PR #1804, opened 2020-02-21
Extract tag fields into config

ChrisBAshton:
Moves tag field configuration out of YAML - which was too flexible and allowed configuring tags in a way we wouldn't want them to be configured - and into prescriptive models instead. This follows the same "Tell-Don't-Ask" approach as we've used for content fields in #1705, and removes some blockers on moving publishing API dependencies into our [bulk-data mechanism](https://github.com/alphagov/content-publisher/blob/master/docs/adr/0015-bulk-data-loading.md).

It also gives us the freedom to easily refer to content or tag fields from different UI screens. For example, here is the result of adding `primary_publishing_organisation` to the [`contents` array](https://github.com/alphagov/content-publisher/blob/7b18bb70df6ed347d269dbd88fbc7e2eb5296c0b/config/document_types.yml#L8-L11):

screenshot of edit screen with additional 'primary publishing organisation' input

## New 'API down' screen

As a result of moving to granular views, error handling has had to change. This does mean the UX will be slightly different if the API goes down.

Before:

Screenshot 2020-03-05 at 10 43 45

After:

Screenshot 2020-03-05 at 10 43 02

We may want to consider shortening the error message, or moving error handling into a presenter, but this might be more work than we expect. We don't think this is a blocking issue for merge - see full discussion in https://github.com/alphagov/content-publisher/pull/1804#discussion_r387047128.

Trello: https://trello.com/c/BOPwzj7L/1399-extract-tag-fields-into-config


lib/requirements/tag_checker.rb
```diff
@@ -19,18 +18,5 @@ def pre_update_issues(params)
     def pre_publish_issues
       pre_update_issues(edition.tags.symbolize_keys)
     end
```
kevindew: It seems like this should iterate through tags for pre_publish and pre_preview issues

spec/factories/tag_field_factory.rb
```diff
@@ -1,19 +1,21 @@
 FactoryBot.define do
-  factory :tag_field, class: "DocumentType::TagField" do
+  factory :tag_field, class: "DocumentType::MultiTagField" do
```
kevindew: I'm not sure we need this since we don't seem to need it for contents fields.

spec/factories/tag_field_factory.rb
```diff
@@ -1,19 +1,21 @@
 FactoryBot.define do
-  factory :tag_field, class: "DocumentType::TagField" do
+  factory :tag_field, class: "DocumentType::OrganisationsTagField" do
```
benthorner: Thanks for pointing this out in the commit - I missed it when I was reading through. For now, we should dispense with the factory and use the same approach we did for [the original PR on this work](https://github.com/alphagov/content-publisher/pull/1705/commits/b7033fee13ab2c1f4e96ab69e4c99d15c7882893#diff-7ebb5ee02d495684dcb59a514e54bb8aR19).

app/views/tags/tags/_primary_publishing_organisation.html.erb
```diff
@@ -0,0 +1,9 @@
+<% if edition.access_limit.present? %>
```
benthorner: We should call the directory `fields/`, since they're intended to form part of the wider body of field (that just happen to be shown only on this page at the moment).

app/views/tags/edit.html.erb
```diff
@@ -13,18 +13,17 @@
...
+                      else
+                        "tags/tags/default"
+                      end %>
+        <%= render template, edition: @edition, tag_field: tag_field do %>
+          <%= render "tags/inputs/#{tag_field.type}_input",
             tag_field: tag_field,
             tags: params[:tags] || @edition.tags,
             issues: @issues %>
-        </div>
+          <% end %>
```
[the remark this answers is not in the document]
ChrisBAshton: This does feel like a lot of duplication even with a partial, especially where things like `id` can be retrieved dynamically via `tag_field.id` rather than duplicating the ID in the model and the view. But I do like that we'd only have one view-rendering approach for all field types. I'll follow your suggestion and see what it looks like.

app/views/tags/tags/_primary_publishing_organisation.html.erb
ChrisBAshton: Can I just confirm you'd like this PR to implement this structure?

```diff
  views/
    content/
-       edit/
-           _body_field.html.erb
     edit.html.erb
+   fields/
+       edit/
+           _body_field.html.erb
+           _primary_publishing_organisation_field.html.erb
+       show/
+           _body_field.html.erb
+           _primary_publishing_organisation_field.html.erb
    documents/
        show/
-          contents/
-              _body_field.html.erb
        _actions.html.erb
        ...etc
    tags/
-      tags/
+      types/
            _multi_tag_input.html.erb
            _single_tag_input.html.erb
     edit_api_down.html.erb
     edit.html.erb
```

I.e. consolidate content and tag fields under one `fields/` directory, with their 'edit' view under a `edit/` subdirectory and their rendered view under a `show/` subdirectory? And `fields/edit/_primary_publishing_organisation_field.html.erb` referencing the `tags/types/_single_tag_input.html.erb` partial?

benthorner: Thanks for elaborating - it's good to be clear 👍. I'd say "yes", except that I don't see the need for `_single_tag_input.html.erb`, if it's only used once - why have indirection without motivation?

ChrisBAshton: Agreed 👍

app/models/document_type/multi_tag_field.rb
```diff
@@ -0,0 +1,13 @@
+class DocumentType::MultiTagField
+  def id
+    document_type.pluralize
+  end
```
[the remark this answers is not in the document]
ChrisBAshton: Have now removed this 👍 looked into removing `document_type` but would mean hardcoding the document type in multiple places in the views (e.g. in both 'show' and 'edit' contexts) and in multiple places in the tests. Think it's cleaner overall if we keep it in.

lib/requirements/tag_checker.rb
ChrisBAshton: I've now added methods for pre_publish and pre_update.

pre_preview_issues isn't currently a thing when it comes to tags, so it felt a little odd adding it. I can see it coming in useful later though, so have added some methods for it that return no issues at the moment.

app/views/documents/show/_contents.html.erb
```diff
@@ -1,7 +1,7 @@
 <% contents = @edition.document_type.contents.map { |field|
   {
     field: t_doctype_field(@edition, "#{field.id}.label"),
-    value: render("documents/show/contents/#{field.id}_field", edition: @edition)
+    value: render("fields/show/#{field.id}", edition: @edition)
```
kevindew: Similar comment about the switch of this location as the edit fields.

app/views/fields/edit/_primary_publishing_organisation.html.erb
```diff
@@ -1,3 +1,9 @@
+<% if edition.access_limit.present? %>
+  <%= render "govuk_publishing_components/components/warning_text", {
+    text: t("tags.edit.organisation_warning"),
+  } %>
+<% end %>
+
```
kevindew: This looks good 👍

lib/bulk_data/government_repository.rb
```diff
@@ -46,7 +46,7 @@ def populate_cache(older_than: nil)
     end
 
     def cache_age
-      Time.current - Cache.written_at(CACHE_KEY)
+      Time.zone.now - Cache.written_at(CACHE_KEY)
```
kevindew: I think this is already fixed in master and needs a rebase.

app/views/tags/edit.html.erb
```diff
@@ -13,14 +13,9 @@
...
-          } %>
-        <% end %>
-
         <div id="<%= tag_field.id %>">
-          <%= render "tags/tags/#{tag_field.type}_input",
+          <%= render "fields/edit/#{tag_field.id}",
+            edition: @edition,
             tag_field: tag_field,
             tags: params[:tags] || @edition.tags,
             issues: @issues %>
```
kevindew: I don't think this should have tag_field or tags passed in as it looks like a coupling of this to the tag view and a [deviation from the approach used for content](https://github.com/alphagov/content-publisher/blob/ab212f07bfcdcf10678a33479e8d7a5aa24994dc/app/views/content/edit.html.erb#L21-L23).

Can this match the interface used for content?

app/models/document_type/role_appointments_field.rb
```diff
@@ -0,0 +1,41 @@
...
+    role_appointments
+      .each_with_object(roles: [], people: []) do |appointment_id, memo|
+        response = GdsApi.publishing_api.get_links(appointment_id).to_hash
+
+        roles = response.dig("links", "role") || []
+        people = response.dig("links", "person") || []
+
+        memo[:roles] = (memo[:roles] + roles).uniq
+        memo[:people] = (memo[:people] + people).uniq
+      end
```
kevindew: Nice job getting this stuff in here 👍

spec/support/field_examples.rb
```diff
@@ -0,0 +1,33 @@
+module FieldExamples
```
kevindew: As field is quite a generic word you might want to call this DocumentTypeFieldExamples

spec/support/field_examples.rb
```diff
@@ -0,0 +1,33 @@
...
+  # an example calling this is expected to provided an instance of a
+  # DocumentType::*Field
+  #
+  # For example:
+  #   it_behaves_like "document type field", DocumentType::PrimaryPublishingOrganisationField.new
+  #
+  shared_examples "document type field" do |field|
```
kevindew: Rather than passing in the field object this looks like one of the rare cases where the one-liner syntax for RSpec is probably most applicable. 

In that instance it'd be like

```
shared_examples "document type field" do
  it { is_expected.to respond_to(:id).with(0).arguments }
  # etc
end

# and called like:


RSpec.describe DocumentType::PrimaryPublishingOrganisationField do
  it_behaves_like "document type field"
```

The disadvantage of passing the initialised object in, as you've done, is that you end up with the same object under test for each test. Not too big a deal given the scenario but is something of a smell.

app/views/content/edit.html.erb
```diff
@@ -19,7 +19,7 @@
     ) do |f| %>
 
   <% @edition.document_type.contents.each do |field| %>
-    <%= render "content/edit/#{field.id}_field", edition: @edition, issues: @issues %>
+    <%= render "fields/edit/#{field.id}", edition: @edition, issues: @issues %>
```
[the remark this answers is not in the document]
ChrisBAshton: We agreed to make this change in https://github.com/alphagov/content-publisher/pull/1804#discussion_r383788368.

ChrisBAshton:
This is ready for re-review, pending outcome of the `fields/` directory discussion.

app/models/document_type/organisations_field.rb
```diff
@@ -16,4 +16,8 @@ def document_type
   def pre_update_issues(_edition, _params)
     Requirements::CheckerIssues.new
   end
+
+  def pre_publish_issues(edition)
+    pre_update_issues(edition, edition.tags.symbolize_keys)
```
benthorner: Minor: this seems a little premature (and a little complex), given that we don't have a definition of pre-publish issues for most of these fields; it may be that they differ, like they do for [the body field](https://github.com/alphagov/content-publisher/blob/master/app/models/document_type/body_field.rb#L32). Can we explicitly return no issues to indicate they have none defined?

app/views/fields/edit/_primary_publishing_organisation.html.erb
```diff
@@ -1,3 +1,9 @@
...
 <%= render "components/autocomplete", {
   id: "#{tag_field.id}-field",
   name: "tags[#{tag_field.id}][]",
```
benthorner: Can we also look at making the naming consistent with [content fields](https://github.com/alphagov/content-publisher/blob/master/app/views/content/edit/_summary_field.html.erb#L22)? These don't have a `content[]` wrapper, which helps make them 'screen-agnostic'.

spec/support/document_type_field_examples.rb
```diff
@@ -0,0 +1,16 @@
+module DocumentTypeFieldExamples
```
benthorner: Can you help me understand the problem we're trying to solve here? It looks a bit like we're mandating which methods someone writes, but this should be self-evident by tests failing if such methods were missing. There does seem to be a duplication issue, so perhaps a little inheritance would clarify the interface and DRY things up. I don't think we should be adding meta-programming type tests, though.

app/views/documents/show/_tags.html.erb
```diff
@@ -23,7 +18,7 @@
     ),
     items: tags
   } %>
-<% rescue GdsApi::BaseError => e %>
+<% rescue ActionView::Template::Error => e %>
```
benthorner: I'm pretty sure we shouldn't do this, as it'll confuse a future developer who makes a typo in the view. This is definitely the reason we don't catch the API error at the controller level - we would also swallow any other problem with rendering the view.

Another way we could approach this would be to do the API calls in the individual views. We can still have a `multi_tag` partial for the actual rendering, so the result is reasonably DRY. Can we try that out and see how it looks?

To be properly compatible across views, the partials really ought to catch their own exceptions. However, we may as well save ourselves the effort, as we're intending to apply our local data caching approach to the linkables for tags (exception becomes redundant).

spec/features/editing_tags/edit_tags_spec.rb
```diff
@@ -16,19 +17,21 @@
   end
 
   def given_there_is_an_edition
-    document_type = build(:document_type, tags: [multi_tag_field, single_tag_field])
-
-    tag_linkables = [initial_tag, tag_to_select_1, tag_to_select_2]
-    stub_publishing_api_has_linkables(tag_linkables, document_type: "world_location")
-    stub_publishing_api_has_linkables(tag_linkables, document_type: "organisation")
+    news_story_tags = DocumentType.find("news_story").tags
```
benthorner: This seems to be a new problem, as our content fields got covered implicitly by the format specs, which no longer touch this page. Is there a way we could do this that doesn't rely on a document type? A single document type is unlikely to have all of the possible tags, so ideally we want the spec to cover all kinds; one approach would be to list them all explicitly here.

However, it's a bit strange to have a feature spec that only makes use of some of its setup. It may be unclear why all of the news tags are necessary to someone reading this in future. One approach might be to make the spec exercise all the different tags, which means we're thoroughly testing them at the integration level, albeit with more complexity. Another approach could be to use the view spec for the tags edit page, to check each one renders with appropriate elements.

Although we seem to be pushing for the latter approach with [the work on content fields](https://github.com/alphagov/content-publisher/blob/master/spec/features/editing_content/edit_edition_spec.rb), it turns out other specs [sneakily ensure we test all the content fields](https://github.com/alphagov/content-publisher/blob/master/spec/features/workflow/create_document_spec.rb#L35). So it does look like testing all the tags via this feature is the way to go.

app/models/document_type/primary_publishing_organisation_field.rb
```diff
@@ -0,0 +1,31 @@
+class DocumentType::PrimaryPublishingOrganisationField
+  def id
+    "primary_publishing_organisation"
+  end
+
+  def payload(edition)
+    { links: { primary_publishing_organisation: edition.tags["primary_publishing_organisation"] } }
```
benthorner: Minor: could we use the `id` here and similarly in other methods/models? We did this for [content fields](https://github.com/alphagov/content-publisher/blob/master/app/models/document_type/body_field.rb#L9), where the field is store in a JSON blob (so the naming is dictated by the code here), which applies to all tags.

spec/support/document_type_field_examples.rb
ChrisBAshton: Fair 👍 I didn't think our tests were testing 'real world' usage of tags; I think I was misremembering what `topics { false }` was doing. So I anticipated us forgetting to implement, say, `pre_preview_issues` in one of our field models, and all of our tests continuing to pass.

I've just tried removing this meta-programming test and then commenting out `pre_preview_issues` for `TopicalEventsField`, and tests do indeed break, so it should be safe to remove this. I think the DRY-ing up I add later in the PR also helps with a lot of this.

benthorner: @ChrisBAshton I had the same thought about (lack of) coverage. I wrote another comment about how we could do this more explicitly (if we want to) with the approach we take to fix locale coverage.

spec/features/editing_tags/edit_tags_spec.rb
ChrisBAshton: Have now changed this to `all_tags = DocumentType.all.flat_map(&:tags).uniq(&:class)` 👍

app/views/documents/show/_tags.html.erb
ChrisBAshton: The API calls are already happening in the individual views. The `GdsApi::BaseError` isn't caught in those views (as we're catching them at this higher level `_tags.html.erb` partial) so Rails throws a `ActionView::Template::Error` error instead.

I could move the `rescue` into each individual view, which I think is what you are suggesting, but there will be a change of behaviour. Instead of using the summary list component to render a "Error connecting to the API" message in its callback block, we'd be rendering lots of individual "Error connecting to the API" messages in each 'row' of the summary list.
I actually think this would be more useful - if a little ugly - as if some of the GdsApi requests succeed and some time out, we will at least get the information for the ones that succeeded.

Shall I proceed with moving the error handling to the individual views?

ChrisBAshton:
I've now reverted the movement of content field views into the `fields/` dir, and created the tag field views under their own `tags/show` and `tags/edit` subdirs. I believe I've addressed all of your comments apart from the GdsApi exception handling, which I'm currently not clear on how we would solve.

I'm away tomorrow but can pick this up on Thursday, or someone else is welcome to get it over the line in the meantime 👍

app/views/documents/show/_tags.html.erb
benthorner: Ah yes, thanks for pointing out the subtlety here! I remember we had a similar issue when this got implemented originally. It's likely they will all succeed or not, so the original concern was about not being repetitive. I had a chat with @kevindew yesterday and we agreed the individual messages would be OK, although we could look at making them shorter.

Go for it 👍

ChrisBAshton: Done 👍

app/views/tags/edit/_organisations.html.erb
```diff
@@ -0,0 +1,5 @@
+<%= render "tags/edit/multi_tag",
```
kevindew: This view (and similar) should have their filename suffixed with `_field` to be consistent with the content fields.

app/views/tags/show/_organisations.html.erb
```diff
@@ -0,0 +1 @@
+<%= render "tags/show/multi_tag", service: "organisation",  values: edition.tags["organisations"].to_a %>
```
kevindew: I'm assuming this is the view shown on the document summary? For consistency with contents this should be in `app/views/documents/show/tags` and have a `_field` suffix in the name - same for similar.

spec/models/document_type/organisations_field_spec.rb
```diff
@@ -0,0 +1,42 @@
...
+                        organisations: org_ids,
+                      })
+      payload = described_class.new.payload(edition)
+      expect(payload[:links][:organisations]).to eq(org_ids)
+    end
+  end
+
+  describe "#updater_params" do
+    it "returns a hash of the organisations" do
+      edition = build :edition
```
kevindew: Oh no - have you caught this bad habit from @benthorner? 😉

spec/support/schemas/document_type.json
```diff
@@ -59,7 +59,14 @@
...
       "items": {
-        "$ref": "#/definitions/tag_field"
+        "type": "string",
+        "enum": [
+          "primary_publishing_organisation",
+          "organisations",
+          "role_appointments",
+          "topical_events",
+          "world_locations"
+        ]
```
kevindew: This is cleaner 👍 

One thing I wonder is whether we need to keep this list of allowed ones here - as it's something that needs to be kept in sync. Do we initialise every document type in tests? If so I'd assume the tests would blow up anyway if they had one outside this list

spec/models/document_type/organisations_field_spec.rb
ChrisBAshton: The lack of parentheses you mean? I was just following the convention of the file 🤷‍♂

────────────────────────────────────────

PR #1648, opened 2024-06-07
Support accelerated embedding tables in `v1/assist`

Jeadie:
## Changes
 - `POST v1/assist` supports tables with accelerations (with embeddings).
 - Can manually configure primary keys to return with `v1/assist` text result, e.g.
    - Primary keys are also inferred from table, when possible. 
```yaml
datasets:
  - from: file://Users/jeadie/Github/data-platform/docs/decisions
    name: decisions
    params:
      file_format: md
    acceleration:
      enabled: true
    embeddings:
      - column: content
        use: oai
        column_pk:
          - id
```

────────────────────────────────────────

**What to do**: A bare number is expected: how many lines above contain the word "caught"?

**Solved exercise**: 2